For a man whose future is so uncertain, the empty days and months seem cruelly unnecessary. Lacerdi fell victim to a system that has yet to figure out how best to get people out of nursing homes and back in the community.

When Naughton read about Lacerdi's situation in The Journal three weeks ago, she said it made her sick. She called it disturbing. It also reminded her how woefully behind the times Rhode Island is in terms of putting those with disabilities in the best possible surroundings and giving them the best possible life.

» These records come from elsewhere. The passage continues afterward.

PR #557, opened 2015-09-21
OCSADV-419-C update ephemeris model

tpolecat:
This PR replaces the ephemeris model with a more efficient and general representation, as a map from `Long` to `Coordinates`, with some machinery for interpolating missing points.
- The `Ephemeris` type itself is an alias for `Long ==>> Coordinates`, where `==>>` is the type constructor for the scalaz tree map.
- Given an instance of `Interpolate[K,V]` we have syntax allowing interpolated lookups of "missing" values in `K ==>> V`. This allows us to make the ephemeris appear to be as continuous as we like, within its actual min/max boundaries.

~~the `Coordinates` interpolator is wrong when crossing the pole, which shouldn't be an issue in practice but I'd like to make it work.~~ **Edit:** fixed


bundle/edu.gemini.spModel.core/src/main/scala/edu/gemini/spModel/core/Interpolate.scala
```diff
@@ -0,0 +1,76 @@
...
+
+  implicit val LongDeclinationInterpolation: Interpolate[Long, Declination] =
+    LongDoubleInterpolation.xmap(
+      d => Declination.fromAngle(Angle.fromDegrees(d)).getOrElse(sys.error("Declination out of range.")),
+      _.toDegrees) // sigh
+
+  implicit val InterpolateCoordinates: Interpolate[Long, Coordinates] =
+    (LongRightAscensionInterpolation zip LongDeclinationInterpolation).xmap(
+      Coordinates.tupled, c => (c.ra, c.dec))
+
```
tpolecat: You can't really do this, because when the declination hits a pole you have to flip the whole thing around. So this needs to be better.

bundle/edu.gemini.spModel.core/src/main/scala/edu/gemini/spModel/core/package.scala
```diff
@@ -8,4 +11,30 @@ package object core {
   type Dec = Declination
   val  Dec = Declination
 
-}
\ No newline at end of file
+  type Ephemeris = Long ==>> Coordinates
```
cquiroz: Would it make sense to us an actual `Date` (please the Java 1.8 date) instead of `Long`?

bundle/edu.gemini.spModel.core/src/main/scala/edu/gemini/spModel/core/package.scala
```diff
@@ -8,4 +11,30 @@ package object core {
...
+  /** Operations for maps of types that we can interpolate.  We use these for Ephemerides. */ 
+  implicit class MoreMapOps[K, V](m: K ==>> V)(implicit O: Order[K], I: Interpolate[K,V]) {
+
+    /** Perform an exact or interpolated lookup. */
+    def iLookup(k: K): Option[V] =
+      m.lookup(k) match {
+        case Some(v) => Some(v)
+        case None    => 
+          val (lt, gt) = m.split(k)
+          ^(lt.findMax, gt.findMin)(I.interpolate(_, _, k))
```
cquiroz: What does the `^` operator do?

bundle/edu.gemini.spModel.core/src/main/scala/edu/gemini/spModel/core/package.scala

Some states have programs for periodic oversight of these cases, she said. Some states, including Massachusetts, have programs to provide money to renovate homes to make them accessible and livable for those with disabilities.

Rhode Island has mostly uncertainty about what the heck to do. And Lacerdi paid a high price for it.

He is 26 and has been in a wheelchair since he was 12. He started living on his own when he was 19. He started classes at Bristol Community College in Fall River. Life got better for him and his mother, Donna Silvia, his caregiver for a lot of years and his most persistent advocate.

He entered Heatherwood Nursing Home after suffering a broken leg and facial injuries when his wheelchair fell from a van lift.

After the accident, Life Inc., the agency that had been providing his care and making it possible for him to live in the apartment, stopped providing services and left him in limbo.

The obligations and legal responsibilities of an agency providing care for the disabled are yet another area where the state has no clear guidelines. I called Life Inc. to ask why the agency had dropped Lacerdi as a client. Agency officials did not respond.

If Naughton had not intervened, Lacerdi might have stayed in the nursing home, in a life without any real stimulation or purpose, for a very long time.

"We told Joey he was going home Monday," she said. "He could not be disappointed again."

He wasn't. He's back home. He leaves behind him the question of how many more disabled Rhode Islanders are waiting to be rescued.

As a state legislator, Naughton has looked at the way in which those with disabilities, both children and adults, are moved from basic maintenance in nursing homes to community-based programs. She looked at waiting lists. She found that in many cases, such as Lacerdi's, the federal mandate to put people in the "least restricted" environment was not being followed.

She read about Joey and called the Rhode Island Department of Mental Health, Retardation and Hospitals (MHRH). She called Donna Silvia and the Disability Law Center. She talked with the people at Rocky Knoll, the small, family-run residential facility in Tiverton that has submitted a proposal to take over Lacerdi's care and put him back in the apartment. Rocky Knoll had already purchased a van and taken Lacerdi on some day trips.

She found still more vagueness in the application process that would allow Rocky Knoll to expand its license and take over Lacerdi's residential care. The state was holding up the application, asking for more and more information.

"We need more providers," said Naughton. "Otherwise, we'll be building more nursing homes."

Naughton cut through the bureaucratic debris. She made it possible for Rocky Knoll officials to go to MHRH and pick up their new license.

"A lot of people came together so Joey could go home," she said.

She wants to put together a task force that would move across the state and listen to disabled people and their families and their service providers. She wants to come up with state laws that would be as clear as they could possibly be and save people such as Joey Lacerdi from losing vital days and months and years.

Someday, she wants Lacerdi to testify.

For now, he just wants to get back to real living. In a few months, he's thinking about going back to school.

And as soon as he can he wants to thank Eileen Naughton for helping him get back home.